Another issue that arose in Ocasio was the meaning of a 1992 case, Evans v. United States, and the scope of the Hobbs Act’s extortion provision.  Justice Breyer wrote a concurring opinion to say that he possibly disagreed with the holding in Evans – which said that Hobbs Act extortion is the “rough equivalent” of bribery – but would not vote to reexamine Evans here because that argument had not been made.

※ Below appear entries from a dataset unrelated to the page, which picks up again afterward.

PR #1142, opened 2024-11-13
`Enhance`: Use unordered_map for CURL error mapping

### LINKED ISSUE #1140: `Improving Error Handling`: Missing PARTIAL_FILE and long `switch-case` refactoring
### Description

While taking a look at `error.h`, I noticed that the `ErrorCode` enum entry `PARTIAL_FILE` is not used in the `error.cpp` switch statement. Is this intended? 

I also wanted to ask if there was any specific reason for including `CURLE_OBSOLETE46` while not adding the other obsolete cURL error codes? Are the others related to unsupported protocols? 

`PARTIAL_FILE` and `CURLE_OBSOLETE46` were both added in this [commit](https://github.com/libcpr/cpr/pull/1110/commits/c698b9a2f5f457712973417b11b6ffb7ee6700f8) when adding better cpr error codes in september.

Additionally `error.cpp` looks kind of scarry with its 200-line `switch-case` statement. I was wondering if using an `unordered_map` instead of the `switch-case` statement might make the code a bit more readable and easier to maintain.

For example:
```cpp
static const std::unordered_map<std::int32_t, ErrorCode> curl_error_map = {
    {CURLE_OK, ErrorCode::OK},
    {CURLE_UNSUPPORTED_PROTOCOL, ErrorCode::UNSUPPORTED_PROTOCOL},
    // -- AND FOR ERROR CODES ONLY SUPPORTED IN SPECIFIC LIBCURL_VERSION --
#if LIBCURL_VERSION_NUM >= 0x074E00
    {CURLE_SETOPT_OPTION_SYNTAX, ErrorCode::SETOPT_OPTION_SYNTAX},
#endif
    ...
}
```

### Example/How to Reproduce

Files to take a look at: `error.cpp` and `error.h` as well as this [commit](https://github.com/libcpr/cpr/pull/1110/commits/c698b9a2f5f457712973417b11b6ffb7ee6700f8)

### Possible Fix

1. Adding `PARTIAL_FILE`-case to `error.cpp`
2. Include/Remove obsolete error codes for consistency
3. Refactor `errror.cpp` to use map instead of a `switch-case`

GitHub (branch e.g. master)

- OS: -
- Version: -

laxerhd:
Here is the corresponding PR which should close #1140, regarding some enhancements to the error handling in cpr.
I replaced the switch-case statement used for CURL error mapping with an `unordered_map`.

When using clang-tidy I am warned that the `initialization of 'curl_error_map' with static storage duration may throw an exception that cannot be caught`. 

I am unsure how we want to solve this:
- I could resolve this by introducing lazy initialization, wrapping the unordered_map inside a function that guarantees safe **runtime** initialization _(but would probably make it a little bit harder to read)_
- or, just ignore the message with `// NOLINT` _(I don't like that)_

The first solution would probably look something like this: 
```cpp
// Using this function instead of the curl_error_map variable
const std::unordered_map<std::int32_t, ErrorCode>& getCurlErrorMap() {
    static const std::unordered_map<std::int32_t, ErrorCode> curl_error_map = {
        {CURLE_OK, ErrorCode::OK},
        {CURLE_UNSUPPORTED_PROTOCOL, ErrorCode::UNSUPPORTED_PROTOCOL},
        {CURLE_FAILED_INIT, ErrorCode::FAILED_INIT},
        ...,
        };
    return curl_error_map;
}        
```
and then call this function in the `Error::getErrorCodeForCurlError`.

Are there any other options you would suggest?

Also, I wasn't sure for which error codes we include version checking (and how to find out when they were released), but I could find some mentions of `PARTIAL_FILE` in some changelogs in [early 2003](https://curl.se/changes.html), so I didn't add any checks for that.


laxerhd:
Like I already said, I am not sure how to proceed with the clang-tidy warning.

COM8:
> Like I already said, I am not quite sure how to proceed with the clang-tidy warning.

This is due to an updated version of clang-tidy. I fixed it in this PR: https://github.com/libcpr/cpr/pull/1144

Once merged, you can rebase onto the latest master.

COM8 (changes requested):
Awesome. Looks good! Please reabase onto: https://github.com/libcpr/cpr/pull/1144

laxerhd:
I hope I rebased it the right way... ;P

cpr/error.cpp
```diff
@@ -1,202 +1,165 @@
 #include "cpr/error.h"
-#include <cstdint>
-#include <curl/curl.h>
```
COM8, line 3: I guess you are missing those two includes for clang-tidy to work.

COM8 (changes requested):
Thanks for rebasing, but something went wrong there. You now also include the commits from my MR. This should not be the case.

How did you rebase?
The normal workflow for this would be:
* Add the original repo (this one) as e.g. `forkOrigin`.
* Rebase onto `forkOrigin/master`.
* `git push --force-with-lease`

PS: Top check which symbols are available in which curl version: https://github.com/curl/curl/blob/master/docs/libcurl/symbols-in-versions

cpr/error.cpp
laxerhd: Oh, I removed them because there was apparant reason for them. 
I will add them back, but why does clang-tidy need them?

laxerhd:
Did the cleanup.
Your commits should not be included anymore...

COM8 (approved):
Thanks! LGTM!

Issue #1150, opened 2024-12-04
Private key passed as a blob (ssl::KeyBlob) not working


b3rgschu3tz:
### Description

With version 1.11.1 passing a private key as blob as described in the docs (https://docs.libcpr.org/advanced-usage.html) does not work. The following error is returned:
`unable to set private key file: '(memory blob)' type PEM`

### Example/How to Reproduce

Like in the example:
```
cpr::SslOptions sslOpts = cpr::Ssl(ssl::CertFile{"cert.pem"}, ssl::KeyBlob{"-----BEGIN RSA PRIVATE KEY-----[...]"});
cpr::Response r = cpr::Get(cpr::Url{"https://www.httpbin.org/get"}, sslOpts);
```

### Possible Fix

In the session.cpp file https://github.com/libcpr/cpr/blob/master/cpr/session.cpp#L471 the local string `key_blob` is assigned to the `blob.data` value. 
```cpp
...
else if (!options.key_blob.empty()) {
        std::string key_blob(options.key_blob);
        curl_blob blob{};
        // NOLINTNEXTLINE (readability-container-data-pointer)
        blob.data = &key_blob[0];
        blob.len = key_blob.length();
        curl_easy_setopt(curl_->handle, CURLOPT_SSLKEY_BLOB, &blob);
        if (!options.key_type.empty()) {
            curl_easy_setopt(curl_->handle, CURLOPT_SSLKEYTYPE, options.key_type.c_str());
        }
        if (!options.key_pass.empty()) {
            curl_easy_setopt(curl_->handle, CURLOPT_KEYPASSWD, options.key_pass.c_str());
        }
...
```

In the [curl documentation](https://curl.se/libcurl/c/CURLOPT_SSLKEY_BLOB.html) it is stated:
_If the blob is initialized with the flags member of struct curl_blob set to CURL_BLOB_COPY, the application does not have to keep the buffer around after setting this._
=> If it CURL_BLOB_COPY is not set the buffer has to be kept alive until the request is performed.
As far is I can understand `key_blob` will go out of scope and be destroyed after the if-branch, thus `CURL_BLOB_COPY` needs to be set. 

When set, it works as expected.

### Where did you get it from?

GitHub (branch e.g. master)

### Additional Context/Your Environment

- OS: Debian
- Version: 1.11.1

COM8:
@b3rgschu3tz thanks for reporting! Confirmed. This is a bug. Would you like to create a PR for fix this?

[...]

PR #1151, opened 2024-12-04
[BUG] Fix cpr::ssl:KeyBlob: Copy blob to curl

b3rgschu3tz:
This fix addresses https://github.com/libcpr/cpr/issues/1150 
When passing a private key as blob as described in the docs (https://docs.libcpr.org/advanced-usage.html) the following error was returned for version 1.11.0:
_unable to set private key file: '(memory blob)' type PEM_


COM8 (approved):
Thanks @b3rgschu3tz!
LGTM

Issue #1040, opened 2024-04-07
Thread Pool Deadlock While Task Wait


COM8:
### Description

There are potential cases where a `cpr::ThreadPool` can get stuck in a potential deadlock. They are both caused by a race condition involving `task_cond`.

It can happen that a thread gets stuck waiting for `task_cond` to get notified but during this there is no one who can notify him like if the caller invokes `cpr::ThreadPool::Wait()`. 

### Example/How to Reproduce

Run the currently disabled `ThreadPoolTests` from within https://github.com/libcpr/cpr/issues/1035 over and over again. From time to time they will get stuck.

### Where did you get it from?

GitHub (branch e.g. master)

### Additional Context/Your Environment

Fedora 38, https://github.com/libcpr/cpr/issues/1035

baderouaich:
The ThreadPool being stuck I encountered, It was never stopping, it seems like the issue has to do with the scope of the status_locks, if you notice the Stop() method:
```cpp
int ThreadPool::Stop() {
    std::unique_lock status_lock(status_wait_mutex); // <- this will lock the entire scope of Stop(), after notifying, 
// the mutex is still held during the notification which will not give the threads a chance to acquire it and get the notification (in the thread loop)
    
    if (STOP == status) {
      return -1;
    }
    status = STOP;
    status_wait_cond.notify_all();
    task_cond.notify_all();
    
    for (auto& i : threads) {
        if (i.thread->joinable()) {
            i.thread->join();
        }
    }

    threads.clear();
    cur_thread_num = 0;
    idle_thread_num = 0;
    
    return 0;
}
```

 I think it should be:

```cpp
int ThreadPool::Stop() {
     { 
         // lock only this scope to ensure that the mutex is not held during the notification process, allowing the waiting threads to acquire it immediately after being awakened
          std::unique_lock status_lock(status_wait_mutex);
          if (STOP == status) {
            return -1;
          }
          status = STOP;
     }
    status_wait_cond.notify_all();
    task_cond.notify_all();

 ...
}
```

I tried that locally and it seems the thread pool is waiting and stopping normally so far, I will test with more use cases and get back to you if there is another issue.

Issue #988, opened 2023-12-04
Force the end of the thread pool


204065248:
### Is your feature request related to a problem?

Force the end of the thread pool to clean up unexecuted tasks when the program exits

### Possible Solution

cpr::clear(); ?

COM8:
The thread pool is not intended by design to be shut down from the outside. It will be cleaned up manually (except the currently running tasks) when exiting the application. This is actually a bug...

This needs to change so we implicitly also close those/cancel those jobs.

For now please make sure you cancel/await all unfinished tasks before shutting down your application.

PR #1168, opened 2025-01-26
WIP: Threadpool Refactor

COM8:
Refactors `cpr::ThreadPool` to get rid of all those deadlocks and overly complex code making it at least a bit simpler.

### Fixes:
* https://github.com/libcpr/cpr/issues/1040
* https://github.com/libcpr/cpr/issues/988


portsip:
Hi, I would like to suggest use a third thread pool implementation: https://github.com/bshoshany/thread-pool

COM8:
> Hi, I would like to suggest use a third thread pool implementation: https://github.com/bshoshany/thread-pool

Agree. If I'm unable to fix the macos socket issues, I will most likely switch and experiment with that one. Good point.

roemil:
> The ASIO thread pool is also a good choice.

Yes! With ASIO threadpool we could get an awaitable Get/Post and use that within a boost coroutine. That would be nice to have.

PR #1170, opened 2025-02-03
Replaced the secureStringClear mechanism with a SecureString class

mikael-s-persson:
Replaced the secureStringClear mechanism with a SecureString class

The existing mechanism isn't fully secure. The idea was to fill the old memory of sensitive strings (e.g., auth) with zeros before deallocating the memory. However, the implementation, via the secureStringClear, only really did this on the final destruction of certain objects containing those sensitive strings. That is not sufficient because assignment operations or temporary strings (e.g., urlEncode) would not get the same treatment (e.g. not clearing the old memory deallocated during assignment).

As far as I know, a more reliable (and convenient) way of doing this is through a custom allocator that zeroes out any deallocated memory, and then, define a SecureString as simply a std::string that uses that secure allocator. So, that's what I implemented in this PR.


COM8:
Oh wow @mikael-s-persson! Thank you very much for your great work! 

I agree this makes total sense to do this with a custom allocator. That way we can by far better control clearing the sensitive data. 

I will try to give you some feedback and make a review over the next weekend.

mikael-s-persson:
My pleasure, just a simple fix in passing.

Please note that this PR causes some breaking changes in API, like `string_view` instead of `const string&` and things like that, but I think those are unlikely to cause much breakage for users and are very simple to fix up in case of breaking when upgrading.

COM8 (approved):
Thanks LGTM!
Also the proposed API changes are in my eyes nothing major.

The CI failures are expected and I will fix them soon on master.

L-Super:
After I upgraded CPR, I found this breaking change. I checked the commit and don't think it's a good idea. If the concern is about sensitive data, just clean it up directly. There's no need to introduce an additional `SecureString` class.

COM8:
@L-Super thanks for raising your concerns about this. In my eyes there are only benefits to this approach besides the breaking nature of this change.
Best case the string gets cleared and since we are doing it via a custom allocator we do not have to care about it.
Worst case it's just a string-like type you can use like any other string like type.

L-Super:
> @L-Super thanks for raising your concerns about this. In my eyes there are only benefits to this approach besides the breaking nature of this change. Best case the string gets cleared and since we are doing it via a custom allocator we do not have to care about it. Worst case it's just a string-like type you can use like any other string like type.

After carefully analyzing this issue, I understood the intent. The root cause is that when std::string is destructed, the OS only marks the memory as free instead of erasing the data, which poses a security risk.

Justice Thomas was not so restrained.  In his dissent in Ocasio, Thomas reiterated a point that he made in his Evans dissent: that extortion is not the equivalent of bribery.  Thomas also explained in detail his views about the differences between official-right extortion and bribery, and argued that the Court’s opinion has now compounded Evans’ mistake by importing the Evans misunderstanding into federal conspiracy law.  Moreover, the effort to conflate extortion and bribery has serious ramifications for federalism and for the patchwork of public corruption laws that exist at the federal and state level.  The practical effect is this, and it is noticeable by anyone who follows federal public corruption prosecutions: expanding the reach of the Hobbs Act has made it easier to prosecute state and local elected officials for corruption.  The federal bribery statute only reaches federal officials, so another mechanism is necessary, and the Hobbs Act has filled that void (as has the honest services fraud statute).  This, Thomas argued, interferes with the power of state governments to police the conduct of their own officials (think Bob McDonnell, and the differences between how Virginia law viewed his conduct and how it was viewed by federal prosecutors).

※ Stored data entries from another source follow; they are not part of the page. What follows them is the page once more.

Issue #1172, opened 2025-02-03
Session: Delete one ore more select headers


simue:
### Is your feature request related to a problem?

I'd like there to be the possibility to delete one or more headers when using sessions.
Currently, we can overwrite all headers with `SetHeader`, or update select ones with `UpdateHeader`. What's missing is to delete one or more headers from `header_`.

### Possible Solution

I'd like to either implement a function `bool Session::DeleteHeader(const std::string& headerKey)`, or a getter for the headers: `Header& GetHeaders()`, with which the user can delete (and inspect) the existing headers that may have been set with previous requests.

What's your take on this - does it make sense, or is this the wrong approach?

PR #1173, opened 2025-02-05
Getter function for Session::header_ to enable the user to read back all headers set and delete select ones

simue:
This PR implements a possible solution to #1172

### DIFF
--- a/cpr/error.cpp
+++ b/cpr/error.cpp
@@ -5,8 +5,8 @@
 #include <unordered_map>
 
 namespace cpr {
+// NOLINTNEXTLINE - (needed because of static init)
 static const std::unordered_map<std::int32_t, ErrorCode> curl_error_map = {
-        // NOLINT - (needed because of static init)
         {CURLE_OK, ErrorCode::OK},
         {CURLE_UNSUPPORTED_PROTOCOL, ErrorCode::UNSUPPORTED_PROTOCOL},
         {CURLE_FAILED_INIT, ErrorCode::FAILED_INIT},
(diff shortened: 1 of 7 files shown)


COM8:
@simue thanks for contributing! I will try to review it next weekend.

cpr/error.cpp
```diff
@@ -1,11 +1,12 @@
...
-#include <unordered_map>
 #include <cstdint>
 #include <curl/curl.h>
+#include <curl/curlver.h>
+#include <unordered_map>
 
 namespace cpr {
-static const std::unordered_map<std::int32_t, ErrorCode> curl_error_map = { // NOLINT - (needed because of static init)
+static const std::unordered_map<std::int32_t, ErrorCode> curl_error_map = {
+        // NOLINT - (needed because of static init)
```
COM8, line 9:
```suggestion
// NOLINTNEXTLINE - (needed because of static init)
static const std::unordered_map<std::int32_t, ErrorCode> curl_error_map = {
```

That way we get around the formatting issue.

include/cpr/session.h
```diff
@@ -66,6 +66,7 @@ class Session : public std::enable_shared_from_this<Session> {
     void SetParameters(Parameters&& parameters);
     void SetHeader(const Header& header);
     void UpdateHeader(const Header& header);
+    Header& GetHeader();
```
COM8, line 69:
```suggestion
    Header& GetHeader();
    [[nodiscard]] const Header& GetHeader() const;
```

Could you please also add a const version of this function?

COM8 (changes requested):
Only two minor things. Thank you very much for submitting this PR!

COM8 (approved):
LGTM! Thanks!

PR #1178, opened 2025-02-12
Status code int32_t -> long

liyishuai:
per https://github.com/libcpr/cpr/pull/325#discussion_r324968409:
> The current Response class uses int32_t for the status code, so this should probably match up.

350b0f81e6ab70b47e0eef7089b68da07ff491e9 changed the `status_code` from `int32_t` to `long`. This PR is to align the datatypes.


COM8 (approved):
Thanks! LGTM.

The overlap with McDonnell is striking, particularly in the Thomas dissent.  I would be surprised, based on Ocasio, if Thomas did not vote to overturn Governor McDonnell’s convictions, at least under the Hobbs Act.  I also expect that Justice Breyer can now be counted among those who are likely to vote for Governor McDonnell’s side – I already suspected that in listening to Justice Breyer’s concerns during the McDonnell oral argument, but now after Ocasio, I am even more clearly persuaded that Justice Breyer harbors very serious concerns about the scope of federal prosecutorial power in public corruption cases.  The harder question, in my mind now, is whether Justice Alito’s and Justice Kagan’s pro-prosecution positions in Ocasio foreshadows a pro-prosecution position in McDonnell.  If so, a 4-4 split is not out of the question.

Another issue that Ocasio implicates is whether the Hobbs Act is, like other federal statutes that have occupied the Court’s time in recent years (see, e.g., ACCA), becoming too problematic to leave untouched.  This is not to say that it is unconstitutional on its face, though I have expressed some concerns about the jurisdictional element in robbery cases (still, Taylor may gives us some guidance on that matter).  Nor is this to say that this is a problem exclusively for the Court to resolve.  It is, rather, to say that this has become a problem for Congress.  And in the contemporary criminal justice reform environment, if Congress were looking to a specific statute as an example of a federal law that gives massive power to federal prosecutors and has potentially been extended beyond its proper reach, Congress could do far worse than to take a close look at the Hobbs Act.